What to do – Transcribe exactly everything in the data below from the line containing "PR #1720, opened 2023-12-08" down to the line containing "-60,7 +60,10 @@", both lines included and nothing further.

Extracted records –
*** Block opens ***

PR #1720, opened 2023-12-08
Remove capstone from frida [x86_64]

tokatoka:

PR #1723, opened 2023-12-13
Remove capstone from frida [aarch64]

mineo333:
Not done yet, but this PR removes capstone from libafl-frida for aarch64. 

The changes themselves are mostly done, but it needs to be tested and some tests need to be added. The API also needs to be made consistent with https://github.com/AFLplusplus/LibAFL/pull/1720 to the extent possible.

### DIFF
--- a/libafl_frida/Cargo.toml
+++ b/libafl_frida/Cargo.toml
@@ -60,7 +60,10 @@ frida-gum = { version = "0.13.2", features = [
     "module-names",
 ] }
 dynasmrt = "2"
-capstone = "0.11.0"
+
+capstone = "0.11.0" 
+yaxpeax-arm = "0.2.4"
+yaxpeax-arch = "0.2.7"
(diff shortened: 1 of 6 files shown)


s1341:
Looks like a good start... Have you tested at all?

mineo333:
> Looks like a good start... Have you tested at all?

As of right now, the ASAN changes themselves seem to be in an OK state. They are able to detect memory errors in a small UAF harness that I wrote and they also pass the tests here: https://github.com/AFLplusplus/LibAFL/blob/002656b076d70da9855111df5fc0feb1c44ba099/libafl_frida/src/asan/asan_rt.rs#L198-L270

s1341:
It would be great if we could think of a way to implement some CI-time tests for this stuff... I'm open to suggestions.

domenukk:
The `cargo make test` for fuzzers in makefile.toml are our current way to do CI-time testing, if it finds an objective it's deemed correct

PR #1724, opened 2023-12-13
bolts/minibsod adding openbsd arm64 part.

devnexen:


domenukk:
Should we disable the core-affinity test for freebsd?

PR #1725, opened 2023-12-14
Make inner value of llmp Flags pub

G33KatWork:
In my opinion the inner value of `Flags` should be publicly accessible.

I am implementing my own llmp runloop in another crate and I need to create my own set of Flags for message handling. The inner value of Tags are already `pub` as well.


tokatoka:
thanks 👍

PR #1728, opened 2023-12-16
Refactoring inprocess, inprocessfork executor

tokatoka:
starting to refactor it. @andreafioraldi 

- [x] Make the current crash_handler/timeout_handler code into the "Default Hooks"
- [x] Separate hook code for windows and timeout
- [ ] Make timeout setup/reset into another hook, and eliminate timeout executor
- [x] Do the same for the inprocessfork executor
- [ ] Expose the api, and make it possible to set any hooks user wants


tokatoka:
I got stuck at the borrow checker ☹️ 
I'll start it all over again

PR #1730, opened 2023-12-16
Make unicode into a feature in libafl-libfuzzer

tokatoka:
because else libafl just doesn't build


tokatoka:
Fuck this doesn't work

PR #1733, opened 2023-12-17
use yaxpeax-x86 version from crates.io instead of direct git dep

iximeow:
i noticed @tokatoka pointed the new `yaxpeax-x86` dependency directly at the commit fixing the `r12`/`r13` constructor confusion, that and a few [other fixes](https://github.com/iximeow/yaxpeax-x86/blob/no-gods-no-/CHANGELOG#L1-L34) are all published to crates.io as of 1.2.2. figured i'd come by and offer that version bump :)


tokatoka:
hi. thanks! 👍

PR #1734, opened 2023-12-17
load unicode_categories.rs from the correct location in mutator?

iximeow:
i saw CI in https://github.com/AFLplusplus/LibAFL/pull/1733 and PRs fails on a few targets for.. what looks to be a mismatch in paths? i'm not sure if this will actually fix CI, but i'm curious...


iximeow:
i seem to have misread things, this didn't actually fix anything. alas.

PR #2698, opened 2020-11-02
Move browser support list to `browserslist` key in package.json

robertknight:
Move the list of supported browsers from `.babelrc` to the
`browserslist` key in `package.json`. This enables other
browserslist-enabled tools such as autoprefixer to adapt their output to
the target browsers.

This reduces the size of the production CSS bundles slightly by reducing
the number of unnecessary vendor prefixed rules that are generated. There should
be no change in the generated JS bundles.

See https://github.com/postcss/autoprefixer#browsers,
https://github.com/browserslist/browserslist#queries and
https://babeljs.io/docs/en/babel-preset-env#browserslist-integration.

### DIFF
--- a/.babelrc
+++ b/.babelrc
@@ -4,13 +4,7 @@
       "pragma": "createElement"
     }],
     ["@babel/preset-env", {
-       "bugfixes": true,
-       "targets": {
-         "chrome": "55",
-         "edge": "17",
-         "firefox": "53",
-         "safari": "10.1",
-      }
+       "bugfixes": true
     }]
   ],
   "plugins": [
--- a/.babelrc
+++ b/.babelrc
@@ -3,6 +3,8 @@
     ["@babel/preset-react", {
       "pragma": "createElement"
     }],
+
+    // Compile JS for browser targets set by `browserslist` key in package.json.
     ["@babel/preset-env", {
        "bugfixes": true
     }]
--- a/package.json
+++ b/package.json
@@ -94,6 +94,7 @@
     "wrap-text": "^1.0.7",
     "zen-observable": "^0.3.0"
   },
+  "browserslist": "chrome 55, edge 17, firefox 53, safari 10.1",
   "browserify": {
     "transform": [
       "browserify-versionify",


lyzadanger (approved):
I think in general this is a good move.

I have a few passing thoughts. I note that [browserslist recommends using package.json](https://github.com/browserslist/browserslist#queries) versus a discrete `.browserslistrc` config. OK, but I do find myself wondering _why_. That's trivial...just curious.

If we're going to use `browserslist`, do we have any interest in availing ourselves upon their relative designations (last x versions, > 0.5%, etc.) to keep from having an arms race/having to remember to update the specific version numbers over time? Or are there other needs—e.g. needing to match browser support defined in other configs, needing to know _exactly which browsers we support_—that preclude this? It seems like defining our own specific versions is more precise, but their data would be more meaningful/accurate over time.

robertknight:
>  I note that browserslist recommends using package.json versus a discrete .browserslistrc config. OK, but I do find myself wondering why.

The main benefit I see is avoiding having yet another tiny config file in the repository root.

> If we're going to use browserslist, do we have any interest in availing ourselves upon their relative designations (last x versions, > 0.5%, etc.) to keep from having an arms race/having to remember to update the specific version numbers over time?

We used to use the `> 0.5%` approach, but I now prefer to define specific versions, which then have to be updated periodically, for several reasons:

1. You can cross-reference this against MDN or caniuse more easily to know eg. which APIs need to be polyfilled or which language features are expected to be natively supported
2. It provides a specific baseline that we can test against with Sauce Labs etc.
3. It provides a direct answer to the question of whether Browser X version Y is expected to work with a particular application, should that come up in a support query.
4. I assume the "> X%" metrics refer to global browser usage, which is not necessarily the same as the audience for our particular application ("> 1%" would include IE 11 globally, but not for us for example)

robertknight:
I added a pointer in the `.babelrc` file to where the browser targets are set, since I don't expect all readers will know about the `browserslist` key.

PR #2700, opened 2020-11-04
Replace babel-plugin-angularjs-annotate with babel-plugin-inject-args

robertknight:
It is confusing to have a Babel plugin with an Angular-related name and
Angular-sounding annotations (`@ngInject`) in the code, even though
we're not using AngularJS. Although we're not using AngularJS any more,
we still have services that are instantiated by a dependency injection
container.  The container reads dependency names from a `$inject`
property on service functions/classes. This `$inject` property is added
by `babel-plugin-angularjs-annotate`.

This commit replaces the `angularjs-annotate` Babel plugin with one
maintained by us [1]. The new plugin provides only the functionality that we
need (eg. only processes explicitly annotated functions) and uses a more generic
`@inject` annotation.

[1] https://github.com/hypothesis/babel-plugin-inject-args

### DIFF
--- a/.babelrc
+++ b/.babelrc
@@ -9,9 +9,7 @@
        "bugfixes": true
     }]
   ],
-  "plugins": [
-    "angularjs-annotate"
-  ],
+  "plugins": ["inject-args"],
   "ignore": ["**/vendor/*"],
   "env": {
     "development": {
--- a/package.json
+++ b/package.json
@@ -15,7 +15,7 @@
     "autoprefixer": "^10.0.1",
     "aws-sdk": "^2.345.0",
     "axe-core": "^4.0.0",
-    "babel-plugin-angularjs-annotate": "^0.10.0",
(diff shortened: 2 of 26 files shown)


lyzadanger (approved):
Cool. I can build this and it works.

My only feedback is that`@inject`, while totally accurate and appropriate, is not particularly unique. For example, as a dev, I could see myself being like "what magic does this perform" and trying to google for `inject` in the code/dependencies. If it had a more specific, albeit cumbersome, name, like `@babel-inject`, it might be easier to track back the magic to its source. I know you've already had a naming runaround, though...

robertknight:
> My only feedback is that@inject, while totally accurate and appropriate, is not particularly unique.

*** Block closes ***
*** Block opens ***

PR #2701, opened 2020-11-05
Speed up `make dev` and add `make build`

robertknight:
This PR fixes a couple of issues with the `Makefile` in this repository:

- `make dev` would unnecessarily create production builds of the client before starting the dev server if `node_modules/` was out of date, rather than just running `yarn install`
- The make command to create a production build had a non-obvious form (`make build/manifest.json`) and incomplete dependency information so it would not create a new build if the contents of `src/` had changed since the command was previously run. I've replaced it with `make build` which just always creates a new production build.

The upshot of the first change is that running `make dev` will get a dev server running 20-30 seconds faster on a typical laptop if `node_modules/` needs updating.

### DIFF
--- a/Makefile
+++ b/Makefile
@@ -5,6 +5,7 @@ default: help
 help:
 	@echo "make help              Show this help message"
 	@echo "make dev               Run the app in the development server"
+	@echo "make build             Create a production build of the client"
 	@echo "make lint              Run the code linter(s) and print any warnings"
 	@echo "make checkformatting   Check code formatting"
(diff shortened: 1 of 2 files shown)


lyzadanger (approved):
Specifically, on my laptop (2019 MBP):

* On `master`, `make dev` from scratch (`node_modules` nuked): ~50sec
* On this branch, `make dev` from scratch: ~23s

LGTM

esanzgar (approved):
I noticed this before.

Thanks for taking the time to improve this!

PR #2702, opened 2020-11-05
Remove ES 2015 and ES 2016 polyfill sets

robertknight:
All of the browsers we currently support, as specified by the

*** Block closes ***

Exercise output –
PR #1720, opened 2023-12-08
Remove capstone from frida [x86_64]

tokatoka:

PR #1723, opened 2023-12-13
Remove capstone from frida [aarch64]

mineo333:
Not done yet, but this PR removes capstone from libafl-frida for aarch64. 

The changes themselves are mostly done, but it needs to be tested and some tests need to be added. The API also needs to be made consistent with https://github.com/AFLplusplus/LibAFL/pull/1720 to the extent possible.

### DIFF
--- a/libafl_frida/Cargo.toml
+++ b/libafl_frida/Cargo.toml
@@ -60,7 +60,10 @@ frida-gum = { version = "0.13.2", features = [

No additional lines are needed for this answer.